I found Hambly’s introduction charming in its frank admission of Lovecraft’s deeply problematic racism. In a very readable couple of pages, she introduces his style and some of its effect on popular culture, gives a little context to each of the stories, and otherwise provides an articulate and contemporary launching point for new and returning HPL readers alike.
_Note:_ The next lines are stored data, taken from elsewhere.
PR #203, opened 2026-07-22
Fix two Maps dialog crashes (double-open + null bounding box)

cpesch:
Fixes two independent crashes in the Maps dialog, both reported by a user (Edgar Kraus) on macOS with RouteConverter 3.5-SNAPSHOT-298.

## 1. `IllegalArgumentException: Action '…' for 'display-online-map' already registered`

`SingletonDialogAction` — despite its name and Javadoc ("Show a dialog at most once") — built a new dialog on every invocation. `MapsDialog` (and the themes/downloads dialogs) register their actions in the constructor and unregister them in `close()`. Opening a second dialog while the first was still showing therefore re-registered the same action key and threw, crashing `ShowMapsAction`.

Fix: cache the dialog instance; if it is still showing, bring it to front instead of constructing a duplicate. Applies to all `SingletonDialogAction` subclasses (Maps, Themes, Downloads, Options, About, …).

### Lineage — why this isn't a plain revert

`SingletonDialogAction` originally cached the dialog (commit `e9d542def`, "introduce SingletonDialogAction … to prevent them being opened more than once"). That cache was removed in `776a07648` (2024-07-03), bundled into an unrelated logout commit: after the change `run()` built a fresh dialog on every open.

The original cache had the opposite defect — it never reset the field, so it reused the **same** dialog instance forever and showed **stale** content on reopen (models are bound once at construction). Removing it fixed staleness but reintroduced the double-open crash the class exists to prevent.

This fix keeps both properties: it rebuilds the dialog when it is **not** currently showing (fresh content, no staleness), and reuses / fronts it only while it **is** showing (no duplicate registration).

## 2. `NullPointerException` when selecting a downloadable map

`GraphDescriptor.matchesBoundingBox` null-checked the graph's own bounding box but passed the map's bounding box straight into `BoundingBox.contains(BoundingBox)`, which dereferences `other.northEast()`. Selecting a downloadable map whose descriptor has no bounding box crashed via `MapsDialog.updateLabel` → `GraphHopper.calculateRemainingDownloadSize` → `DownloadableFinder`.

Fix: skip the bounding-box match when the map descriptor has no bounding box.

Both modules compile (`common-gui`, `graphhopper`).

### DIFF
--- a/common-gui/src/main/java/slash/navigation/gui/actions/SingletonDialogAction.java
+++ b/common-gui/src/main/java/slash/navigation/gui/actions/SingletonDialogAction.java
@@ -29,11 +29,16 @@ import slash.navigation.gui.SimpleDialog;
  */
 
 public abstract class SingletonDialogAction extends FrameAction {
+    private SimpleDialog dialog;
 
     protected abstract SimpleDialog createDialog();
 
     public void run() {
-        SimpleDialog dialog = createDialog();
+        if (dialog != null && dialog.isShowing()) {
+            dialog.toFront();
+            return;
+        }
+        dialog = createDialog();
         dialog.showWithPreferences();
         dialog.toFront();
         dialog.setVisible(true);
--- a/common-gui/src/test/java/slash/navigation/gui/actions/SingletonDialogActionTest.java
+++ b/common-gui/src/test/java/slash/navigation/gui/actions/SingletonDialogActionTest.java
@@ -1,0 +1,70 @@
+/*
+    This file is part of RouteConverter.
+
+    RouteConverter is free software; you can redistribute it and/or modify
+    it under the terms of the GNU General Public License as published by
+    the Free Software Foundation; either version 2 of the License, or
+    (at your option) any later version.
+
+    RouteConverter is distributed in the hope that it will be useful,
+    but WITHOUT ANY WARRANTY; without even the implied warranty of
+    MERCHANTABILITY or FITNESS FOR A PARTICULAR PURPOSE.  See the
+    GNU General Public License for more details.
+
+    You should have received a copy of the GNU General Public License
+    along with RouteConverter; if not, write to the Free Software
+    Foundation, Inc., 51 Franklin St, Fifth Floor, Boston, MA  02110-1301  USA
+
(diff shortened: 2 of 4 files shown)


cpesch (commented):

Two small, well-targeted crash fixes (singleton dialog re-open guard, null map bounding box in `matchesBoundingBox`); logic matches the described bugs. Flagging one speculative edge case and a test-coverage nit — neither blocks merging.

### common-gui/src/main/java/slash/navigation/gui/actions/SingletonDialogAction.java

- **minor** [correctness] line 37 — The guard relies on `dialog.isShowing()` to decide whether to reuse or recreate the dialog, but the action-registration crash this PR fixes is a constructor/`close()` pairing — if a subclass's dialog can be dismissed via the window manager's close box (or `dispose()`) without going through the `close()` method that unregisters the action, `isShowing()` will correctly return false, `createDialog()` will run again, and the original registration crash could resurface for that subclass. Worth confirming that all `SingletonDialogAction` subclasses (Maps, Themes, Downloads, Options, About) only ever hide/dispose via their own `close()`.

### graphhopper/src/main/java/slash/navigation/graphhopper/GraphDescriptor.java

- **nit** [correctness] line 47 — `matchesBoundingBox` is a plain, easily-testable method (no GUI dependency) — a small unit test asserting the null-map-bounding-box case returns false would lock in this regression fix.

---

cpesch:
🤖 Patcher pushed a fix to `fix/maps-dialog-singleton-double-register`.

cpesch (commented):

Second-round review: the singleton-dialog reuse guard and the bounding-box null-check both correctly address the reported crashes, and the added GraphManagerTest regression test exercises the second fix. No blockers found; closing out the polish round.

---

cpesch (commented):

Second-round review: `SingletonDialogAction` now caches the dialog and only rebuilds when it is not currently showing (fixes the double-registration crash while avoiding stale content), and `GraphDescriptor` null-checks the map's bounding box before calling `contains()`, fixing the NPE on map selection. Both fixes are covered by new unit tests exercising the exact crash scenarios; no remaining correctness, security, or convention issues found.

---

Unlike many short story collections, this one opens with some youthful works, pieces written in his late teens mostly. From the first of them, The Cave, to the last story, The Evil Clergyman, the journey is fairly direct, or at least the landscape feels fairly contiguous: themes of bad blood, whether human or otherwise (as a New Yorker I found his treatment of the Catskills particularly amusing); unimaginable horrors; unexplorable depths; and especially ancient evils, all abound. A few of the stories felt familiar (and a few I’d also just read in The Thing on the Doorstep and Other Weird Stories). After a while they all sort of run together … neurotic white men in creepy New England or New York settings ever so slowly working out problems with horrible and sometimes messy endings. (Women rarely figure in the tales, and when they do it’s generally as objects of pity, derision, or villainy.)
Reading Lovecraft as an adult is sobering. Even given some wiggle room for hyperbole befitting the horror genre, the way he describes human races and classes is ugly and unworthy. It’s important to revisit such works though, and not to hide them away, because they are part of our culture, and their poisons are in us, and until we acknowledge that we cannot repair the damage.